§ DATA LISTING
════

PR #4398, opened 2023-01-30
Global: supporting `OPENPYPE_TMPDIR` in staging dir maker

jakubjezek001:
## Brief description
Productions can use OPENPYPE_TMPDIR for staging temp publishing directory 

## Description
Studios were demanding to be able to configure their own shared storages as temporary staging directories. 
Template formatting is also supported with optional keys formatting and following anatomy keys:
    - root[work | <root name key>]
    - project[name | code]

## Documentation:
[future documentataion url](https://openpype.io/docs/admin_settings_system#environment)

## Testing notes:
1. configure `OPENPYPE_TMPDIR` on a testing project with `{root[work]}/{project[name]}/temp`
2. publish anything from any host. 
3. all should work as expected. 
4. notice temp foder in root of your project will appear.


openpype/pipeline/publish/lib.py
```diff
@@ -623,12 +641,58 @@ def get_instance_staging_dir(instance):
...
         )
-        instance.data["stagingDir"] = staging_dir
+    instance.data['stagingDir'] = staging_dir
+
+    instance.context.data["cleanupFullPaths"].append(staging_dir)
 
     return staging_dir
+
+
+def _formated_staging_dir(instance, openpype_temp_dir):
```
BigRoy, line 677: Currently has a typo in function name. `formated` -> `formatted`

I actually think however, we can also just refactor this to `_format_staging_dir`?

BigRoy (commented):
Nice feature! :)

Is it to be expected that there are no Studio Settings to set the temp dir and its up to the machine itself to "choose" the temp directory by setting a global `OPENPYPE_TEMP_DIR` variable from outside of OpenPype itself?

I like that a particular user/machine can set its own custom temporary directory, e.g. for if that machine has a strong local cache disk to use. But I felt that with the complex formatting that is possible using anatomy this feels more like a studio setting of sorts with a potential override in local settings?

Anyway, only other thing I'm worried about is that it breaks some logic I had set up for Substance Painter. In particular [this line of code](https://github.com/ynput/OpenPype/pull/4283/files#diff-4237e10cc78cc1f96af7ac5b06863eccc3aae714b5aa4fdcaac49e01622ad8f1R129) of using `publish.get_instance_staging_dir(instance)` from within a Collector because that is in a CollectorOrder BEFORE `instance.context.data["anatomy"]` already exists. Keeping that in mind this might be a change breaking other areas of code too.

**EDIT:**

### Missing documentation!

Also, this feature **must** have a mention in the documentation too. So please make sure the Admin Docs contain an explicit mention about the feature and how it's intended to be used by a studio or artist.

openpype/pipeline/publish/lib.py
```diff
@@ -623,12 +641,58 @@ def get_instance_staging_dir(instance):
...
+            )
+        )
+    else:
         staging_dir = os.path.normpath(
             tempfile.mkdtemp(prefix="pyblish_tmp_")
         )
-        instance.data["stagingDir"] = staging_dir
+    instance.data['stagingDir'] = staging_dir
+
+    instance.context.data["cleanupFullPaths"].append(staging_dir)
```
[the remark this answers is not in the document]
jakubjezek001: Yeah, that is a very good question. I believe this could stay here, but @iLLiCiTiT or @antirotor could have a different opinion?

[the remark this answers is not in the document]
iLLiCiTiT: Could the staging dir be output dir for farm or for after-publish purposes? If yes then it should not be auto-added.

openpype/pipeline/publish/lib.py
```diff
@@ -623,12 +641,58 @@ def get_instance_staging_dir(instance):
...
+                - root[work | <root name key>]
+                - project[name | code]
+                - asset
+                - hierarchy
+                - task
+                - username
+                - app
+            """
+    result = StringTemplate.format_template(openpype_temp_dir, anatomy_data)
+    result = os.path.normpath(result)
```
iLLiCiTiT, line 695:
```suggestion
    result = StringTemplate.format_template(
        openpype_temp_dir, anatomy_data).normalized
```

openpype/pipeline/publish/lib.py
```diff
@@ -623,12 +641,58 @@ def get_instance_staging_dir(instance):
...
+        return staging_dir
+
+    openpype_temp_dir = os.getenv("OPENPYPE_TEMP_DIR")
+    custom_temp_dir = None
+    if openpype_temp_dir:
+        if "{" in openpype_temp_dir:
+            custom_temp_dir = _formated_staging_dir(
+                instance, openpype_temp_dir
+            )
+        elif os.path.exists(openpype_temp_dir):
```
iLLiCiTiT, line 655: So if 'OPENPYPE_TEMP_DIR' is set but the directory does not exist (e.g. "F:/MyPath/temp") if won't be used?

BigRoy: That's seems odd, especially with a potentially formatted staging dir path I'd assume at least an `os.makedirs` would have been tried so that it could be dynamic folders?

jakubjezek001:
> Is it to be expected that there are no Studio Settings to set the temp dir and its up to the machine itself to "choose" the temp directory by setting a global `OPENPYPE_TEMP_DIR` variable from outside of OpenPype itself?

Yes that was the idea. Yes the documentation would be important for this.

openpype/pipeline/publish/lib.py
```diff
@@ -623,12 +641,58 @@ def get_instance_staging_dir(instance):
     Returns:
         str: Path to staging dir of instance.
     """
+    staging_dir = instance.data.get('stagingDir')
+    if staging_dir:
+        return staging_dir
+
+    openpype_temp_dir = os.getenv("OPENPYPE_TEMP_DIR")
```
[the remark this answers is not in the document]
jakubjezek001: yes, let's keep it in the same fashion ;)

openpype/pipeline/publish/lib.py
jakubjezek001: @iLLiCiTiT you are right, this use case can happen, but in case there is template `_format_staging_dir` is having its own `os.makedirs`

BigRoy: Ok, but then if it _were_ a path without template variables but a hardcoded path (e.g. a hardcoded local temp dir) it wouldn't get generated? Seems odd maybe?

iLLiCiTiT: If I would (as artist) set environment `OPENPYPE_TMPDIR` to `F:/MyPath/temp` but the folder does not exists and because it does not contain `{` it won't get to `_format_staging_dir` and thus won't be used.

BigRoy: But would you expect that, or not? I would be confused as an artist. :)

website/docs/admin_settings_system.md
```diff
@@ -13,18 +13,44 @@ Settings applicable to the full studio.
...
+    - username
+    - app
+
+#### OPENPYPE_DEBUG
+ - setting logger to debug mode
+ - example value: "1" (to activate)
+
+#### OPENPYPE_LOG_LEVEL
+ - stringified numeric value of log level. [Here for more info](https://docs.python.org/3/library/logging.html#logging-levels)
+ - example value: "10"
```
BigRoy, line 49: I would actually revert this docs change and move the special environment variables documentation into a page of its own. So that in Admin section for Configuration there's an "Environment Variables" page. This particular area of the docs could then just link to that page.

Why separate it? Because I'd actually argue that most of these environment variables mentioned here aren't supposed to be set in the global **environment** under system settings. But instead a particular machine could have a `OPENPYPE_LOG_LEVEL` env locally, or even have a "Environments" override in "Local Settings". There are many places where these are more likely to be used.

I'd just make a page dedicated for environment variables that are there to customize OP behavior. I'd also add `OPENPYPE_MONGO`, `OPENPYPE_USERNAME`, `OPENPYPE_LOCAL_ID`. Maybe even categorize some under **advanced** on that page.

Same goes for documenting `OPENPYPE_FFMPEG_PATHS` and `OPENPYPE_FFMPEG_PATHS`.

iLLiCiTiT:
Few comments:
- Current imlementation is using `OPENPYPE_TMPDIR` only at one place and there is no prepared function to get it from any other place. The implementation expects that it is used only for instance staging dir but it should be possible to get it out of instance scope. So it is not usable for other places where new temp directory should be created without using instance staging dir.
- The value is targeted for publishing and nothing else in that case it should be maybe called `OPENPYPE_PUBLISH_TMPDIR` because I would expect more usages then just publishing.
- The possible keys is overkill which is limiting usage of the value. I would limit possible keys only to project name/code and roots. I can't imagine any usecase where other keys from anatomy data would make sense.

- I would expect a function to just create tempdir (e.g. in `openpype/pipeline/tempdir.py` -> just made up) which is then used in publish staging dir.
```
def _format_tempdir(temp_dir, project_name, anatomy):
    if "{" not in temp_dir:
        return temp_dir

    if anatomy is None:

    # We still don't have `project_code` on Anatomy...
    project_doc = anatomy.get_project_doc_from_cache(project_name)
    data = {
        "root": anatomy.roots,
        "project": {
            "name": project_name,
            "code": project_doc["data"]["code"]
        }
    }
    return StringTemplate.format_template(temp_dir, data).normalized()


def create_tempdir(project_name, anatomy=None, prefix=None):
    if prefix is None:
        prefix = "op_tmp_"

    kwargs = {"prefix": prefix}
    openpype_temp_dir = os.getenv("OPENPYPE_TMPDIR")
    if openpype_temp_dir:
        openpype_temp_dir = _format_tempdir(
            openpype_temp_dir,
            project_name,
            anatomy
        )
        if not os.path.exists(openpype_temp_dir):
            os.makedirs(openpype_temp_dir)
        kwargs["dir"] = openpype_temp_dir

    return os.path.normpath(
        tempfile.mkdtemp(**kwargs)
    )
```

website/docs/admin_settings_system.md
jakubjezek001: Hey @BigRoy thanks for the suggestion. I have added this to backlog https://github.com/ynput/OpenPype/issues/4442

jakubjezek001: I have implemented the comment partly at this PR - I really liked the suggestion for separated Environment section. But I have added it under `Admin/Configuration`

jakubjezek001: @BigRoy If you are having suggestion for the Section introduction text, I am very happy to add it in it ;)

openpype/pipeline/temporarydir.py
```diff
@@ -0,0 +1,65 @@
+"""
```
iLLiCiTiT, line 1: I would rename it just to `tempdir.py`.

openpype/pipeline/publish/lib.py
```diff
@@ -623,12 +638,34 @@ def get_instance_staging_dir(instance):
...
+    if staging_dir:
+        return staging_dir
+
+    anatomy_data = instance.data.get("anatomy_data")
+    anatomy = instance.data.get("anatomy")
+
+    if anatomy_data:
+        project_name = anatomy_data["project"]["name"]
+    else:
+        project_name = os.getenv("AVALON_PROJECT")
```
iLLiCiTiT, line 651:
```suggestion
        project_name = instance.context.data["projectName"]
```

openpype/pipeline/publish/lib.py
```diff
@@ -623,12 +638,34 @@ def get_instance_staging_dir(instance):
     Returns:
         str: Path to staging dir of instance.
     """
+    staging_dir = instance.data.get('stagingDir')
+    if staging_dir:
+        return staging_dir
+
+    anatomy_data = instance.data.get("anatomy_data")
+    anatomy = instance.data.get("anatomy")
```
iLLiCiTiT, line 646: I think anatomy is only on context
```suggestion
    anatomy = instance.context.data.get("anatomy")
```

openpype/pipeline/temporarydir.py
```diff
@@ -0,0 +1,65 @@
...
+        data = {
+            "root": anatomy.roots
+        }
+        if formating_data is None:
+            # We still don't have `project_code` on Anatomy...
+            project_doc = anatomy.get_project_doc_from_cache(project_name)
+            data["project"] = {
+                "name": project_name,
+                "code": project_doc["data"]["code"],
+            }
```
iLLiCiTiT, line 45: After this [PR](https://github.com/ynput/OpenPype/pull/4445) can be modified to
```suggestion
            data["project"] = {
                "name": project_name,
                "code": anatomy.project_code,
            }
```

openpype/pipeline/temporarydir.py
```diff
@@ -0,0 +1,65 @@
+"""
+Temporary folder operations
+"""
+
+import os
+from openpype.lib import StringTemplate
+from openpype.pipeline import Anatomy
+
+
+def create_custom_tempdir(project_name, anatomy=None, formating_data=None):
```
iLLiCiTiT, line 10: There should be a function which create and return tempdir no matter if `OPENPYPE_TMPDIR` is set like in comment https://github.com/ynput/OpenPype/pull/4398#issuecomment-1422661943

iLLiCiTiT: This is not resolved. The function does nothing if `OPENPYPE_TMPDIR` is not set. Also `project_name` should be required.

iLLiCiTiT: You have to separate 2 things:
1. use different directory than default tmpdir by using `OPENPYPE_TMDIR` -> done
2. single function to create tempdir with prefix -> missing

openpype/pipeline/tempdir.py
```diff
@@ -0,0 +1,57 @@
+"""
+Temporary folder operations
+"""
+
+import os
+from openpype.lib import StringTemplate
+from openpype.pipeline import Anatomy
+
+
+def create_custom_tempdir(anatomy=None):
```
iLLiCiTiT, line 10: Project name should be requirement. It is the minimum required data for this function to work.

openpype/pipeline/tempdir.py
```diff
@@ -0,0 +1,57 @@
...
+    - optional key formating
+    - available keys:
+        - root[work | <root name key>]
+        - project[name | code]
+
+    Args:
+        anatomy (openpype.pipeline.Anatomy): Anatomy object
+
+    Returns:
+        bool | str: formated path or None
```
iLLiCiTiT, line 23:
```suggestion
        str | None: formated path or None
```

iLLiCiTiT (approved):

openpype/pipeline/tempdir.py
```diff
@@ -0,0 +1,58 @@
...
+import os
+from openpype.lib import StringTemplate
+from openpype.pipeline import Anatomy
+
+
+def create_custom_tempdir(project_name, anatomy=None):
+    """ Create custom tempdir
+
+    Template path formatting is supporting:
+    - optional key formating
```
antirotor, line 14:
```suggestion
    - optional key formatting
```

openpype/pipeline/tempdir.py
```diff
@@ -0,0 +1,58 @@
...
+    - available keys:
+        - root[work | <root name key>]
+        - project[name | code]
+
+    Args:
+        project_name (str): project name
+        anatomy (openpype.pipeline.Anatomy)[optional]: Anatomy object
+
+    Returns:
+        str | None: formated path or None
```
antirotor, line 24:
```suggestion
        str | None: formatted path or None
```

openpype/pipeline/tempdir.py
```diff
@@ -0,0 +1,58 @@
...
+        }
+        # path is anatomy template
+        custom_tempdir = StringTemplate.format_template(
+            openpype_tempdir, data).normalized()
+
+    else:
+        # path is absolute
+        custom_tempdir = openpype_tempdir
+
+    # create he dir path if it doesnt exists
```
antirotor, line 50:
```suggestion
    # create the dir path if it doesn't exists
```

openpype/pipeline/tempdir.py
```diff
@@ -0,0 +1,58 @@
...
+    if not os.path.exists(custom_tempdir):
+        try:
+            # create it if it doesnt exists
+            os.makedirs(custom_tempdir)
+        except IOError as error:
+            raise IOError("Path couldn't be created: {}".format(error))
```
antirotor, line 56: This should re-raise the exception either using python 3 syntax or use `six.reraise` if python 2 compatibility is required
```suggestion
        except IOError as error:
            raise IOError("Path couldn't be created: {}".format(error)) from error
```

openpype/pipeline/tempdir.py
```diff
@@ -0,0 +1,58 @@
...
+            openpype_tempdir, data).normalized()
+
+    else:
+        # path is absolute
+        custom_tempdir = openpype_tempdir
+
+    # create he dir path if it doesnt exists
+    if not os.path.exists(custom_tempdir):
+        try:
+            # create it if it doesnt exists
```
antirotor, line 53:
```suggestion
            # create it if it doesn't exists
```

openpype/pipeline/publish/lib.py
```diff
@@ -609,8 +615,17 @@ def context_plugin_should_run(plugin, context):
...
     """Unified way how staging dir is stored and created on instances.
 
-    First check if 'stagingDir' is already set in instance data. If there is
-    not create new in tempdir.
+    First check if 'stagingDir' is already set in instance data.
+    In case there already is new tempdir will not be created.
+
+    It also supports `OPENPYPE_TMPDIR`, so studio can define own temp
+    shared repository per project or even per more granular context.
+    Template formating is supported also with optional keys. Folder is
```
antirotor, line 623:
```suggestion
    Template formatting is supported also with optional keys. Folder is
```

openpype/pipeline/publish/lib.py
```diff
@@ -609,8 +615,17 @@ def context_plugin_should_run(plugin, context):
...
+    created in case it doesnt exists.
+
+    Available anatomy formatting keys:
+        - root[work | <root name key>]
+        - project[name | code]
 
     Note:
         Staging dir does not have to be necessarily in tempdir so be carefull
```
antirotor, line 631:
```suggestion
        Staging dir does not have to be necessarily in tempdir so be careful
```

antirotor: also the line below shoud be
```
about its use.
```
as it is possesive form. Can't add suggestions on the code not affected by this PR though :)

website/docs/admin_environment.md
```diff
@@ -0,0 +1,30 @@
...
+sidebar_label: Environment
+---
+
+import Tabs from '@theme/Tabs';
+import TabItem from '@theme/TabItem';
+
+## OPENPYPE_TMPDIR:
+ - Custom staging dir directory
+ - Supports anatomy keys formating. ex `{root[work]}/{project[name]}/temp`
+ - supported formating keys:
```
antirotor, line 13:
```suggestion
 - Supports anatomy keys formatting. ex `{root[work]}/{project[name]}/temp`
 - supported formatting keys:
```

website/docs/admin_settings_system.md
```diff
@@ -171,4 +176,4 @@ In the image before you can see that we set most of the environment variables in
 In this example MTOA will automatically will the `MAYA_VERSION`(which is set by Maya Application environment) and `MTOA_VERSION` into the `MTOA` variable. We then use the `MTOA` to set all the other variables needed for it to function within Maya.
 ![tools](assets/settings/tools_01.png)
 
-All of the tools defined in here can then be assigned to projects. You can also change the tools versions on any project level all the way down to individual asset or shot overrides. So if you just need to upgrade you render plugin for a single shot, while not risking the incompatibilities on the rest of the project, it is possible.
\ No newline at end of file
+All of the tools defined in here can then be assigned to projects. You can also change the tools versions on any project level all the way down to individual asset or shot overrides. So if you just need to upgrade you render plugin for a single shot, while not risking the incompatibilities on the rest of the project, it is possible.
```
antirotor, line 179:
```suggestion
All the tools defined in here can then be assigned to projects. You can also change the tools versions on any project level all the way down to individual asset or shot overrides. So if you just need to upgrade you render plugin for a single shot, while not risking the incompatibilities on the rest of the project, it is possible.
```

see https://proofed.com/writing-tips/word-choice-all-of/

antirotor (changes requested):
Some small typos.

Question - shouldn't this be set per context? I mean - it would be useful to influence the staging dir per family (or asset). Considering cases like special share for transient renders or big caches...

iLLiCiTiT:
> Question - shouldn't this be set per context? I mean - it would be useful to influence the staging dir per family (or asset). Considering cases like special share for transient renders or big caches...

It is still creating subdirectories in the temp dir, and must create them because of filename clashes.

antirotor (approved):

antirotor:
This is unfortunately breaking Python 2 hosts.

════

§ PROBLEM TO SOLVE
Which lines of the data above contain the string "supported"? Copy each of them.

§ SOLUTION TO THE PROBLEM
Template formatting is also supported with optional keys formatting and following anatomy keys:
+    Template formating is supported also with optional keys. Folder is
    Template formatting is supported also with optional keys. Folder is
+ - supported formating keys:
 - supported formatting keys:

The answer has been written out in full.